Background: Regardless of patients' baseline renal function, worsening renal function (WRF) during hospitalization is associated with poor outcomes. In individuals with acute heart failure (AHF), one predictor of WRF is an early drop in systolic blood pressure (SBP). Few studies have investigated WRF in elderly AHF patients or the influence of these patients' at-admission heart rate (HR) on the relationship between an early SBP drop SBP and the AHF.
Methods: We measured the SBP and HR of 245 elderly AHF inpatients (82.9±6.0 years old, females 50.6%) at admission and another six times over the next 48 hr. We defined 'WRF' as a serum creatinine increase ≥0.3 mg/dL by Day 5 post-admission. We calculated the 'early SBP drop' as the difference between the admission SBP value and the lowest value during the first 48 hr of hospitalization.

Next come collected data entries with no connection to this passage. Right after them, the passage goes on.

PR #39, opened 2017-02-09
Add support for loop generate constructs

MikePopoloski:
This evaluates the initial, step, and stop expressions to generate blocks in a loop. Test shows it working for a simple straightforward loop, but it should work for any kind of constant expression we can evaluate.

### DIFF
--- a/tests/unit_tests/ModuleBindingTests.cpp
+++ b/tests/unit_tests/ModuleBindingTests.cpp
@@ -158,4 +158,37 @@ endmodule
     CHECK(foo.value.integer() == 1);
 }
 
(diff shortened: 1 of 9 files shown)


tests/unit_tests/ModuleBindingTests.cpp
```diff
@@ -158,4 +158,37 @@ endmodule
     CHECK(foo.value.integer() == 1);
 }
 
+TEST_CASE("Module children (loop generate)", "[binding:modules]") {
```
drsam94: Do we also have / we should have tests to make sure that diagnostics do reasonable things when you have a loop generate and the expressions aren't actually constant and fail to evaluate?

Change looks good to me in general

Results: There were significant differences between the 36 patients with WRF and the 209 patients without WRF: early SBP drop (51.3 vs. 32.5 mmHg, p<0.01) and at-admission HR (79.3 vs. 89.6 bpm, p<0.05), respectively. In the multiple logistic regression analysis adjusted for the confounders, early SBP drop (OR: 1.003, 95%CI: 1.003–1.03, p<0.04) and HR at-admission (OR: 0.98, 95%CI: 0.96–0.99, p<0.01) were significantly associated with WRF. No significant association was shown for the interaction term of early SBP drop ´ at-admission HR with WRF (p=0.3).
Conclusions: In these elderly AHF patients, exaggerated early SBP drop and lower at-admission HR were significant independent predictors of WRF, and these factors were additively associated with WRF.